The third cookbook I checked, ‘Dulce,' was full of Latin-American desserts. I forgot about my caramel mission and salivated over photos of chocolate churros and flan, thinking about the amazing Mexican restaurant in the Mission where Victoria and I had celebrated my 30th birthday and shared the sweetest dessert …
“After you finish the pies, you should make this.” I displayed the tres leches cake. Grace snatched it, skimmed the contents, and flipped to another recipe.
Her eyes sparkled as she tapped on an image like runny peanut butter. “Maybe Mama called it ‘caramel’ because my father refused to learn Spanish, but it could have been dulce de leche.”
She fled to the pantry and scanned the shelves, murmuring about sweetened evaporated milk and holding her fingers about three inches tall. When I found the can on a shelf above her head, she hugged the cheap milk to her chest and flounced back to the kitchen. I bit back a grin at how cute she looked hugging the tiny can.
By the time I emerged, she’d pulled pans out of the drawers. Her face beamed as she scraped out every last drop with a rubber spatula. Sliding the pans into the bottom oven reverently, she closed the door with a dreamy look before moving back to her dough.
Nearly an hour passed while we baked and talked about my work. Most people’s eyes glaze over when I talk about corporate mergers, but she asked thoughtful questions about the current deal, a Silicon Valley software company acquiring a Brooklyn startup. A project I should be working on now … but my hands were covered in sticky apple juice.

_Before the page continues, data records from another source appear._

PR #594, opened 2017-09-14
Fixed background gradient on various pieces of art

willco007:
Some of the icon background gradients end before they get to the edge of the artwork which causes the masking on tvOS icons to not look correct. I extended the gradient to the edges.

Sorry for the merge commits as well as the artwork, still getting the hang of this github thing. :)


sevdestruct:
@willco007: could you by chance post a screenshot of the error and the fix?

willco007:
Turns out, this fix was already in a prior pull request, commit 5bbcf539, I had submitted a while back. I didn't think I had pushed it but I guess I did. :) Closing.

PR #604, opened 2017-10-28
Speed up app launch (specially on large libraries)

leolobato:
Only trigger a library refresh if a rom lookup was triggered.

I've added 1888 nes/snes games to Provenance on an iPhone 6 and it would take 38 seconds to be responsive on launch. Now it's immediate.

I'm not sure why we run the game importer for each ROM that is already on the library, but the finish handler was called for each of those, which would trigger a library refresh (which can block the main thread for almost a second). I've modified the code to only refresh the library if the importer actually fetched new data for that ROM.

Library refresh speed can still be improved, but less than a second sounds OK to me right now.


appletv4:
Is this also for Apple TV ?

leolobato:
I assume so, but I didn't test on it.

“Do you like your job?” she asked.
Hmmm. Nobody had ever asked me that.
I’d wanted to be a lawyer since my first visit to Dad’s firm. He let me sit at the conference table while his clients signed their closing documents, their expressions elated when he handed over the keys to their new house. I started applying to law schools right after Nick moved to LA to pursue acting and I missed him so much it hurt, so I googled 'Best Law School in California.
It wasn’t my fault Stanford was 300 miles north of Hollywood.
Then I met Victoria, the only other student who aced the Contracts final. We studied together so much that dating felt inevitable. When she started at Hamilton & Houghton, she pulled strings to get me a job at the prestigious firm.
I liked the challenge and the competition. I liked how much they paid, and people's impressed expressions at my title.
But did I like it?
“I’m good at it. Do you like being a social worker?”
“I love it,” she said on a soft exhale, like she didn’t want anybody to find out in case they would take it away from her.
One of her many buzzers dinged. Pulling on an oven mitt, a flour handprint on her hip brought my attention to her perfect ass. Suddenly I wasn’t thinking about my job, and my mouth watering wasn’t from the sweet caramel smell.
The pan’s contents looked golden and gooey. She dipped in a teaspoon and the caramel cascaded in a golden waterfall. Her tongue peeked out to wet her bottom lip as her eyes flicked to my mouth. “You want the first taste?”
Jesus Christ, more than anything.
My hands gripped the edge of the counter to disguise the tightening in my pants. When I opened my mouth, her lips parted to mirror mine. The caramelized sugar touched my tongue and an involuntary moan escaped. Fuck, it was incredible. I closed my lips over the spoon as her eyelids dropped halfway. My fingertips wrapped below hers and she reluctantly released the spoon.